É precisamente no interior da luta pela auto-determinação identitária que as lutas minoritárias se objetivam socialmente. Portanto, é no interior das lutas de auto-determinação das minorias que as categorias e/ou conceitos de identidade de gênero, orientação sexual e raça se objetivam socialmente, como questões que ultrapassam as identidades individuais dos sujeitos. Percebam como questões de orientação sexual e mesmo as raciais são na verdade muito parecidas com as de gênero e/ou identidade de gênero. 
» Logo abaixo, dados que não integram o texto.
PR #1568, opened 2023-05-17
labelArrow docs

Fil:


docs/features/scales.md
```diff
@@ -949,6 +949,7 @@ Plot automatically generates [axis](../marks/axis.md) and optionally [grid](../m
 * **label** - a string to label the axis
 * **labelAnchor** - the label anchor: *top*, *right*, *bottom*, *left*, or *center*
 * **labelOffset** - the label position offset (in pixels; default depends on margins and orientation)
+* **labelArrow** - the label arrow: *left*, *right*, *top* or *bottom*; *none*, or null, or false to suppress; true to indicate the scale’s ascending order; defaults to true for quantitative and temporal scales, false for ordinal scales
```
mbostock, line 952: It’s up, right, down, left instead of top, right, bottom, left (because it’s a direction rather than a side).

mbostock (commented):
I try to make the description short enough for these options to fit on one line. If that’s not enough, I use a separate paragraph below the list to provide more details. The goal is to facilitate faster scanning of the available options.

Screenshot 2023-05-17 at 7 56 13 AM

I’ll take a pass at editing this.

docs/features/scales.md
mbostock: Also, this is missing *auto*, which is the default value.

Fil:
thanks for the edits!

A ideia que uma mulher trans tem a respeito de sua identidade feminina é sim subjetiva, mas o fato de uma mulher trans ser discriminada no mercado de trabalho em virtude de sua identidade é um dado passível de formalização objetiva: podemos mapear taxas de desemprego, renda, expulsão familiar e escolar e descrever objetivamente as discriminações e opressões que pessoas trans estão expostas, precisamente porque a discriminação contra as pessoas trans se estrutura como um fato social, e não individual.
 
Não existe contradição em dizer que essas categorias são subjetivas e objetivas ao mesmo tempo. Essas categorias, ao contrário, possuem aspectos que são tanto individuais como coletivos. Podemos abordar sim aspectos que tocam ora mais a individualidade ora mais a coletividade, mas entendendo a totalidade dessas categorias como ao mesmo tempo individuais e coletivas.
 
Vamos para o segundo exemplo. Manchete diz “ex-jogadora Ana Paula defende Bernardinho após polêmica com Tifanny“. Ana Paula alega que pessoas trans seriam uma “minoria barulhenta” que querem “empurrar a todo custo que sentimentos são mais importantes que fatos e biologia”. É muito curioso o uso do “sentimento” se opondo a “biologia” aqui. Digo isso precisamente porque Tifanny, jogadora transexual, pode jogar na categoria feminina precisamente por meio de critérios objetivos e biológicos, isto é, das taxas hormonais.
 
Tiffany e nenhuma mulher transexual ganha a permissão para jogar na categoria feminina através da apelação de que se sentem mulheres ou femininas ou por qualquer outro critério sentimental ou subjetivo. As mulheres transexuais, ao contrário, precisam apresentar taxas hormonais no padrão do que é considerado feminino por tempo estipulado pelas regras do Comitê Olímpico Internacional. Regras, portanto, objetivas, e não meramente “sentimentais”, como descreve tão equivocadamente Ana Paula.
 
É evidente que a identidade de gênero envolve subjetividade, sentimento, crença a respeito de si mesmo. Reconhecer isso não implica opor de forma irreconciliável aspectos objetivos, materiais, ou que se supõe ser biológicos. Subjetividade não anula a objetividade, assim como sentimento não anula a biologia.